▶ _HOW TO COMPLETE THIS TASK_
All lines in the material below that contain "result" should be located and copied.

▶ _EXTRACTED ENTRIES_
PR #181, opened 2023-02-01
Add giveaway banner in app to match marketing site

cecilia-donnelly:
Tagging @Fenn-CS as a reviewer since @meisekimiu is out today and ideally this would get deployed tomorrow morning.

Natalie, I'm not totally sure I got the timezone right on the end date. I followed what you used for our previous banner. Thanks so much for setting that up! @k8lyn6 asked if I could put this up so that people who navigate directly into the app still see the announcement.

### DIFF
--- a/src/app/announcement/data/events.ts
+++ b/src/app/announcement/data/events.ts
@@ -2,9 +2,9 @@ import { AnnouncementEvent } from '../models/announcement-event';
 
 export const ANNOUNCEMENT_EVENTS: AnnouncementEvent[] = [
   {
-    start: new Date('2022-10-18T20:00:00-05:00').getTime(),
-    end: new Date('2022-10-25T20:10:00-05:00').getTime(),
+    start: new Date('2023-01-31T20:00:00-05:00').getTime(),
+    end: new Date('2023-02-15T23:59:00-05:00').getTime(),
     message:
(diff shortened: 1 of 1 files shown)


Fenn-CS (approved):
Reviewed by looking at the existing/changed "announcement event" and everything looks good.

Side note: It's already February 1st for me and would 2nd in a few hours, this time is probably in the past?

src/app/announcement/data/events.ts
```diff
@@ -2,9 +2,9 @@ import { AnnouncementEvent } from '../models/announcement-event';
 
 export const ANNOUNCEMENT_EVENTS: AnnouncementEvent[] = [
   {
-    start: new Date('2022-10-18T20:00:00-05:00').getTime(),
-    end: new Date('2022-10-25T20:10:00-05:00').getTime(),
+    start: new Date('2023-01-31T20:00:00-05:00').getTime(),
```
Fenn-CS, line 5: Side note: It's already February 1st for me and would 2nd in a few hours, this time is probably in the past?

cecilia-donnelly: Yes, I figured I'd do a time in the past so it would appear as soon as I deploy in the morning. Thanks for checking! :)

PR #184, opened 2023-02-07
Replace `@permanentorg/vis-timeline` with `vis-timeline`

meisekimiu:
This PR uninstalls [our fork of vis-timeline](https://github.com/PermanentOrg/vis-timeline) and replaces it with the standard `vis-timeline` package. Somehow, the old `@permanentorg/vis-timeline` package was also supplying various other dependencies (how did that work???), so this PR also explicitly installs those as dependencies.

The main code addition is mainly a hacky workaround to recreate the styling that our fork added to the vis-timeline. There were 2 main functionalities we added to the library: A customizable `pixelMargin` value that adds margin to the sides of the screen when the library picks an initial zoom level, and a `center` orientation for positioning the lines in the timeline.

The `pixelMargin` addition is fixed by adjusting each timeline item to have a higher width so that vis-timeline ends up picking the same zoom level. The line centering is fixed by running the resize event on the timeline (I'm not sure why this works but it fixes it).


src/app/views/components/timeline-view/timeline-view.component.ts
```diff
@@ -498,23 +552,40 @@ export class TimelineViewComponent implements OnInit, AfterViewInit, OnDestroy {
...
       const groups = this.timelineGroups.get(breadcrumb.timespan);
       const group = find(groups, (g: TimelineGroup | TimelineItem) => {
-        return g.dataType === 'group' && g.content === breadcrumb.text ;
+        return g.dataType === 'group' && g.content === breadcrumb.text;
       });
       this.onGroupClick(group as TimelineGroup);
     }
   }
 
+  protected addPixelMargin(): void {
```
liam-lloyd, line 580: Just out of curiosity, what is it that forces us to include the `@ts-ignore`s here?

src/app/views/components/timeline-view/timeline-view.component.ts
```diff
@@ -498,23 +552,40 @@ export class TimelineViewComponent implements OnInit, AfterViewInit, OnDestroy {
...
+    // @ts-ignore: This is a hack to bypass maintaining a fork of vis-timeline
+    for (const uuid in this.timeline.itemSet.items) {
+      if (uuid.includes('-')) {
```
liam-lloyd, line 583: Also out of curiosity, why is this our condition?

liam-lloyd (approved):
I have a couple questions out of curiosity, but this looks good, and timeline view seems to still work.

PR #185, opened 2023-02-08
Remove createCredentials; do signup in one API call

cecilia-donnelly:
I put this together quickly so it's very possible I missed something, but the tests passed for me locally and I was able to sign up from the web app, so fingers crossed. This should be the front end counterpart to https://github.com/PermanentOrg/back-end/pull/406.


meisekimiu (approved):
Looks good, and I also got it working with the corresponding back-end branch! :+1:

liam-lloyd (approved):
Looks good to me too!

PR #187, opened 2023-03-10
Add Directives Display Screen Stories

meisekimiu:
This adds stories for the Directives Display Screen, as well as all of the corresponding code that goes along with it. There are a few parts of the design that will be implemented in the future, such as showing a proper edit button if a directive already exists for the user. Also the embedded links don't link anywhere right now.

This commit also introduces the Directive model, and the DirectiveRepo in the API Service. Currently the DirectiveRepo is unimplemented and will be hooked up to actual API endpoints in a future ticket.

One added feature that is not in the designs is an error message that shows up if API requests fail. Currently you can view this with the "API Error" story on Storybook.

**Stepz 2 Test:**
1. Run `npm run storybook`
2. View one of the "Directives Display" stories.
3. Play around with the controls on the story!

PR #189, opened 2023-03-13
Show "No Plan" Warning on Directives Display

meisekimiu:
This PR is building off of the work from #187.

In the design for the Directives Display screen, there is a warning that shows up and prohibits the user from continuing if the current account does not have a Legacy Contact set up. This commit includes the code to show that warning.

We've decided that this UI functionality may end up disabled when the feature goes live. As a result, all of this functionality can be switched on or off with an input in the `DirectiveDisplayComponent`.

**Steps to Test:**
1. Run `npm run storybook`
2. Check the "No Plan" story, and verify that the warning displays properly.
4. Toggle the **checkLegacyContact** property and verify that enables/disables the warning.
5. Verify the warning does not display in other stories.

### DIFF
--- a/src/app/directive/components/directive-display/directive-display.component.html
+++ b/src/app/directive/components/directive-display/directive-display.component.html
@@ -21,7 +21,19 @@
     <a href="#">here.</a>
   </p>
   <div class="archive-steward-header">Archive Steward: {{ archiveName }}</div>
-  <!--no plan warning will go here-->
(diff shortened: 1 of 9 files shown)


cecilia-donnelly (approved):
This looks great. I know you'll be rebasing on main when the other PR is merged anyway, but it looks like you ended up with a double "Expect API to return Steward Email in Directive" commit, so look out for that.

PR #190, opened 2023-03-13
Run Unit Tests on all PRs

meisekimiu:
The unit tests in #189 are not running since it's not currently set up to merge into `main`. But I'd still like to have unit tests run on this PR. This PR updates the workflow to run on all unit tests.

This PR is set up to merge into `directives-display` so we can test the functionality, but it also might be useful to merge it in that branch anyways so that the changes can make their way to #189.


cecilia-donnelly (approved):
Makes sense to me!

PR #192, opened 2023-03-14
Per 9157 reset redirect

cecilia-donnelly:
Redirect from the web app to FusionAuth, instead of linking directly to FA from "forgot password" emails. To test, click "forgot password" on local, see that the email you receive has an "ng.permanent.org:4200" link in it but redirects to FusionAuth for you to type in a new password.

I also need to update the FA template repo. This doesn't need to block on that, though, because the existing direct-to-FusionAuth link will not be affected by this change.

### DIFF
--- a/src/app/app.routes.ts
+++ b/src/app/app.routes.ts
@@ -78,6 +78,16 @@ const routes: RoutesWithData = [
       { path: 'app/forgot', redirectTo: 'app/auth/forgot', pathMatch: 'full' },
       { path: 'app/reset', redirectTo: 'app/auth/reset', pathMatch: 'full' },
       {
+        path: 'app/fa-reset',
+        loadChildren: () =>
+        new Promise( () => {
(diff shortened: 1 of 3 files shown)


src/app/app.routes.ts
```diff
@@ -40,6 +41,8 @@ export interface RouteWithData extends Route {
 
 export type RoutesWithData = RouteWithData[];
 
+const fusionauth_host = SecretsService.getStatic('FUSIONAUTH_HOST');
```
meisekimiu, line 44: Little nitpick here: Can we camelCase this variable name?

meisekimiu (approved):
This looks good to me! I verified that the URL sends me to FusionAuth dev with no secret, and sends me to whichever domain I put into the secret.

src/app/app.routes.ts
cecilia-donnelly: done!

PR #193, opened 2023-03-16
Per 8925 fix long archive name in left side nav

crisnicandrei:
When the text will be over 3 lines long it will automatically display the "...", and if the user wants to see it fully, I have added a hover functionality which will display the whole text, making sure to not overlap the next component

### DIFF
--- a/src/app/core/components/left-menu/left-menu.component.html
+++ b/src/app/core/components/left-menu/left-menu.component.html
@@ -19,7 +19,7 @@
           <div class="archive-name-access">
             <div class="archive-options-toggle" (click)="toggleArchiveOptions()"
             [class.reverse]="showArchiveOptions">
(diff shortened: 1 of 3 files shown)


cecilia-donnelly (commented):
This makes sense to me and the outcome looks good. My main feedback for future changes is to separate formatting changes from substantive changes. It looks to me like your IDE made some automatic adjustments. That's fine as long as its settings match the project's linting setup (and I'll let @meisekimiu weigh in on that). However, having those formatting changes in the same commits as changes that affect the project makes it harder to review. Can you keep formatting changes in their own commit or commits in the future? Thank you!

crisnicandrei:
> 

@cecilia-donnelly yes! noted! I will change my prettier settings to make sure it doesn't format on save anymore!

meisekimiu (approved):

PR #194, opened 2023-03-16
Per 8668 add public gallery link to left side menu bar

crisnicandrei:
Added a new route to the left menu component which redirects the user to the public gallery


cecilia-donnelly (approved):
Looks good; glad you were able to find the icon. Thank you for the clear commit messages! There are some formatting conventions we try to follow for them, notably keeping a 50 char limit on the first line. [This article](https://cbea.ms/git-commit/) is a good outline of what we strive for in our repos.

PR #196, opened 2023-03-17
Per 8829 allow changing archive type

crisnicandrei:
This pr serves as the implementation of the feature for changing the archive type.

This is done from the "Archive Settings" tab, under the show download button radio buttons.

Upon selection of a new type, a dialog appears asks for the user's confirmation. If the user does not confirm, the dialog closes, and the previous type is still set


src/app/core/components/archive-type-change-dialog/archive-type-change-dialog.component.ts
```diff
@@ -0,0 +1,48 @@
...
+    this.dialogRef.close();
+  }
+
+  public async onConfirmClick() {
+    this.archive.type = this.archiveType;
+    this.updating = true;
+    try {
+      await this.api.archive.update(this.archive);
+    } catch {
+      // fail silently
```
cecilia-donnelly, line 42: I think ideally we'd tell the user that an error occurred, though I defer to @meisekimiu on how we usually communicate that.

src/app/core/components/public-settings/public-settings.component.html
```diff
@@ -32,4 +32,13 @@
     Display a button that allows viewers of your published items to download a
     copy of the source file to their device.
   </small>
+  <div class="settings-item">
+   <label>Archive Type</label>
+   <select [(ngModel)]="archiveType" name="archiveType" id="archiveType" (ngModelChange)="onArchiveTypeChange()" [disabled]="archive.type === 'type.archive.nonprofit'" class="custom-select">
```
cecilia-donnelly, line 37: I know this is a little tricky since we don't have a specific design, but I don't think this version will work. It seems too confusing for a user looking at settings for a nonprofit archive -- "why is the type blank?" they'd be wondering. My idea would be to not show the dropdown at all and just show the word "Nonprofit" in that case. Open to other ideas!

cecilia-donnelly (commented):
Leaving this to @meisekimiu for final review, but here are some thoughts as I looked through it. Thanks for putting this together!

src/app/core/components/public-settings/public-settings.component.html
crisnicandrei: I think that is a great idea! The user might see a disabled dropdown and think there is something wrong with their account. I will change it now :)

src/app/core/components/archive-type-change-dialog/archive-type-change-dialog.component.html
```diff
@@ -0,0 +1,19 @@
+<div class="dialog-content">
+  <div class="header">
+    <span>My Archives</span>
+    <button class="btn" (click)="onDoneClick()">
+      <i class="material-icons">close</i>
+    </button>
+  </div>
+  <div class="'content">
```
meisekimiu, line 8: There's an extra `'` in this class name!

src/app/core/components/public-settings/public-settings.component.ts
```diff
@@ -12,11 +15,32 @@ export class PublicSettingsComponent implements OnInit {
   @Input() public archive: ArchiveVO;
   public updating: boolean = false;
   public allowDownloadsToggle: number = 0;
+  public supportLink:string = 'https://permanent.zohodesk.com/portal/en/newticket'
```
meisekimiu, line 18: Can you run prettier on this file? This line sticks out to me a bit, and I think prettier should have fixed that.

src/app/core/components/archive-type-change-dialog/archive-type-change-dialog.component.ts
meisekimiu: I think ideally we would at least like to call the `MessageService` to show an error in the UI (though no other action is really necessary).

meisekimiu (commented):
This looks pretty good! I should mention we already have a built in confirmation box (available via the `PromptService.confirm` method) that could have been used instead of a custom component. Overall, I'm fine with separating it into its own component for now since that at least also separates out the logic from the bigger Archive Settings Dialog component.

I did leave some comments on formatting which are pretty small.

src/app/core/components/public-settings/public-settings.component.ts
crisnicandrei: done

crisnicandrei:
@meisekimiu did all the changes! Waiting for you to look again :)

meisekimiu (approved):

PR #197, opened 2023-03-24
Added an extra route param

crisnicandrei:
Added an extra route param so when the user hits for example storage/promo then the promo tab will be selected, but if the route hits only storage then the first tab will be selected by default, this case also works with storage/add

The new tabs are:

/storage => storage with first tab open
/storage/add => same as above
/storage/promo => the redeem code tab
/storage/transaction => transaction history
/storage/file => file history.

### DIFF
--- a/src/app/core/components/left-menu/left-menu.component.html
+++ b/src/app/core/components/left-menu/left-menu.component.html
@@ -132,7 +132,7 @@
         Invitations
       </a>
       <a class="menu-item hide-desktop"
-        [routerLink]="[{ outlets: { dialog: ['storage']}}]">
+        [routerLink]="[{ outlets: { dialog: ['storage','add']}}]">
         <i class="ion-md-add-circle"></i>
         Add Storage
       </a>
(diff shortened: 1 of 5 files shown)


src/app/core/components/left-menu/left-menu.component.html
meisekimiu, line 1: Looks like prettier ran on this file even if there were no changes in the pull request. Since this file is currently creating a merge conflict, can you remove it from the commits in this PR (or rebase this branch onto main and fix the conflicts)?

src/app/core/components/nav/nav.component.html
meisekimiu, line 1: This file also doesn't actually have any relevant changes besides formatting. Though it isn't creating a merge conflict like the `left-menu.component.html` file, it would also be nice to remove this from the PR as well.

src/app/core/components/storage-dialog/storage-dialog.component.ts
```diff
@@ -1,9 +1,14 @@
+import { ActivatedRoute, ParamMap } from '@angular/router';
+// import { RouterStateSnapshot } from '@angular/router';
```
meisekimiu, line 2: Can you delete this commented out line?

meisekimiu (approved):
This looks good! There is a merge conflict as a result of prettier running on some files, so you'll have to deal with that before merging, but otherwise this looks good, and I tested it with each tab in the storage dialog! :+1:

PR #354, opened 2017-05-03
Issue #2875275 by ToxaViking: Wrong redirect

AntonMartyniuk:
https://www.drupal.org/node/2875275


jaapjan:
Thanks! I've added a new pullrequest so we'll be able to run all the automated tests. 
https://github.com/goalgorilla/open_social/pull/368

I've moved your code to the PostDeleteForm class and I also made sure that when there is already a destination provided in the URL we will use that URL instead.

PR #365, opened 2017-05-10
Issue #2875187 by peterpolman: Fixed z-index of first stream-item.

peterpolman:
# HTT

- [] Go the the homepage as LU in IE11+
- [] Click the visibility button and see if it appears above all cards
- [] When clicking another visibility setting the button should be updated


jaapjan:
Thanks Maikel and Peter!

PR #366, opened 2017-05-10
Issue #2816397 by t0r: Add support for post bundles

semkulich:
# Changes

- Add support for post bundles
- Fix demo content for posts
- Fix menu items
- Remove composer.json


jochemvn:
Hi @semkulich,

Thanks for the great work done already. Looks cool and we really want to add it to our distro. I checked it out a bit yesterday (before your last commits) and noticed the upgrade path was still breaking. 
Normally when we create a pull request here, we assume that development is done. Can you say anything about when it and if will be fixed?

kind reagards,

Jochem

semkulich:
Hi @jochemvn,

I have added upgrade path and fix some other issues. Now it works for both new and old installations.
Please check and let me know if it works.

Best regards,
Semkulich

PR #372, opened 2017-05-15
ISSUE-2877309 by nielsvandermolen: CRON stuck because of infinite loo…

NielsGG:
…p for nodes authored on a created date

HTT:
Found a way to reproduce it. As a CM it is possible to set an authored on date which is the created date.

When this date is set in the future the CRON task will be stuck (and the process will not abort).

There is a potential issue that an incorrect notification is being sent for nodes that are created in a group with a authored on date set in the future. But that issue is less critical than the CRON breaking.


jaapjan:
@NielsGG What do you mean with "potential issue that an incorrect notification is being sent for nodes"? That users receive potentially a wrong notification?

NielsGG:
@jaapjan Yes, it would be handled as an ordinary node and not appear as a node in a group. It is sort of edge case because it is only when they change the authored on creation date. There are likely similar problems already with the existing code

PR #379, opened 2017-05-19
Issue #2879696 by alex.ksis: Add UserRoute context. Add cache tags an…

ksis:
There are no steps how to test because this bug reproduces randomly.


jaapjan:
@ksis remember you also need to create an update hook when changing block settings, see:
https://github.com/goalgorilla/open_social/pull/437

ksis:
@jaapjan I added an update hook

PR #380, opened 2017-05-22
DS-1136 - Add image to posts

jochemvn:
## HTT

- [x] Check the code
- [x] Check the prototype
- [x] Login as LU on OS
- [x] Notice the "add image" button on the post form
- [x] Add an image
- [x] Notice the placeholder text changes to "Say something about this photo"
- [x] Well... say somehing about the photo
- [x] POST!
- [x] See the photo in the activity stream
- [x] Try the same on profile and group

## Other stuff
- [x] Notice you cannot add multiple photos (architecture for multiple is there though)
- [x] ...


modules/social_features/social_post/social_post.install
```diff
@@ -4,9 +4,6 @@
  * Install, update and uninstall functions for the social_comment module.
  */
 
-use Drupal\Core\Database\Database;
-use Symfony\Component\Yaml\Yaml;
-
 /**
```
jaapjan: Perhaps add some information here that you should not add update hooks in this file. Your future self will thank you!

modules/social_features/social_post/modules/social_post_photo/social_post_photo.install
```diff
@@ -0,0 +1,31 @@
+<?php
+/**
+ * @file
+ * The Social post photo installation.
+ */
+
+
+function social_post_photo_uninstall() {
+  $configs = [
```
jaapjan: It is best to change the existing posts of bundle 'photo' to the old 'post' bundle again on uninstall. On install: the other way around.

PR #414, opened 2017-06-11
Issue #2862424 by alex.ksis: Hide entity id from entity autocomplete …

ksis:
Related issue: https://www.drupal.org/node/2862424


jochemvn:
Hi @ksis ,
Looks good. However since this is regression, I'm wondering if we can remove the solution that we added before: https://github.com/goalgorilla/open_social/pull/111/commits/1a560b6a251e7b44ea717fb7dcdac2fad2eef0fa

What do you think? Is that code still needed?

PR #424, opened 2017-06-14
Analytics KPI theming changes

NielsGG:


NielsGG:
Hi @MaikelGG, do you think we could merge this PR without enabling analytics or could it cause regression?

PR #433, opened 2017-06-19
DS-3623 - Redirect LU Registering with Social Login To Edit Profile

jaapjan:
**Description:**
Users signing up to the platform with one of the social authentication methods don't need to set their password after registering. Instead we will redirect these users to the edit profile page. In addition to this the social login buttons on the top of the register page were still shown after selecting one of the social authentication methods. This could be confusing to the user.

**Solution:**
Redirect users registering with social authentication to the user edit profile form. Hide the icons after the user is redirected from the selected authenticated method. The behaviour did not change for normal registrations.

I've used an unset in the form_alter. I think this is save since most of the logic is in separate Services anyways.

**How to test:**

- [x] Setup social authentication of your choice: https://github.com/goalgorilla/drupal_social/wiki/Social-Login
- [x] Register and verify that after selecting the authentication method your e-mail and username are filled in and the header with the icons is not shown. 
- [x] Click on continue and notice you are redirected to "Edit Profile".
- [x] Verify the normal registration flow
- [x] Check the code

### DIFF
--- a/modules/custom/social_auth_extra/social_auth_extra.module
+++ b/modules/custom/social_auth_extra/social_auth_extra.module
@@ -57,6 +57,11 @@ function social_auth_extra_form_user_register_form_alter(&$form, FormStateInterf
           $name = preg_replace('/[^0-9a-z]/si', '_', $name);
         }
 
+        // The user already selected an authentication method and there
+        // will be a drupal_set_message informing the user.
+        unset($form['social_auth_extra']);
+        unset($form['account']['title']);
+
         $form['account']['mail']['#default_value'] = $data_handler->get('mail');
         $form['account']['name']['#default_value'] = $name;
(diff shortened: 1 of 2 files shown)


modules/custom/social_auth_extra/social_auth_extra.module
```diff
@@ -197,9 +202,11 @@ function social_auth_extra_form_user_register_form_submit($form, FormStateInterf
         '@community_name' => \Drupal::config('system.site')->get('name'),
       ]));
 
-      $form_state->setRedirect('entity.user.edit_form', [
-        'user' => $account->id(),
-      ]);
+      // Redirect to profile.
```
jaapjan: @frankgraave I'm still discussing with Taras to move this to social_profile or social_user instead since the idea is to make this a separate module at one point. I'll make the change tomorrow or later today!

PR #438, opened 2017-06-21
Issue #2888016 by alex.ksis: Add additional cache context for SearchH…

ksis:
Related issue: https://www.drupal.org/node/2888016

## HTT

- [ ] Logout
- [ ] Go to **/search/content/test1**
- [ ] Go to **/search/content/test2**
- [ ] Make sure that value in search input is updated

### DIFF
--- a/modules/social_features/social_search/src/Plugin/Block/SearchHeroBlock.php
+++ b/modules/social_features/social_search/src/Plugin/Block/SearchHeroBlock.php
@@ -3,13 +3,14 @@
 namespace Drupal\social_search\Plugin\Block;
 
 use Drupal\Core\Block\BlockBase;
+use Drupal\Core\Cache\Cache;
 
 /**
  * Provides a 'SearchHeroBlock' block.
  *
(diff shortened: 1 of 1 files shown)


jaapjan:
See also: https://github.com/goalgorilla/open_social/pull/431 where I already added a cache context to the Form Build array (which also solves this problem)

jaapjan:
@ksis  cc @ribel 

What do you think of the solution in #431 where I add cache tags in the form array instead. That should also solve the bug you have, correct?  Could you verify and if you agree close this pull request?

ksis:
Hi @jaapjan 
I tried to check it, but I did not find this fix in the SearchHeroForm that you have commit [here](https://github.com/goalgorilla/open_social/pull/431/files#diff-f57840bdb73b28e3a43d1ca46b48e500). I checked it on 8.x-1.x

ksis:
@jaapjan I have checked it, you're right. The issue was solved with your solution. So we can close this PR.

PR #455, opened 2017-06-28
DS-3773 - Add image_effects module for providing correct photo orientations

frankgraave:
# Background
When uploading a photo from mobile, the orientation sometimes is not correct. After some research we found out that with this module we can simply add an image effect to our image styles. This effect reads EXIF information from the picture and to determine the image orientation.

# HTT

- [ ] Check the code
- [ ] Check the PR in BB for the link to test it on mobile
- [ ] Take a picture with your mobile phone and do a photo post
- [ ] Also test it for any other places where pictures can be uploaded.
- [ ] See that your picture is always in the correct orientation!


jochemvn:
@frankgraave ,

You have a conflict that must be resolved.
Please do so and then you can merge it!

▶ _RESPONSE TO THIS TASK_
We've decided that this UI functionality may end up disabled when the feature goes live. As a result, all of this functionality can be switched on or off with an input in the `DirectiveDisplayComponent`.
This looks good! There is a merge conflict as a result of prettier running on some files, so you'll have to deal with that before merging, but otherwise this looks good, and I tested it with each tab in the storage dialog! :+1:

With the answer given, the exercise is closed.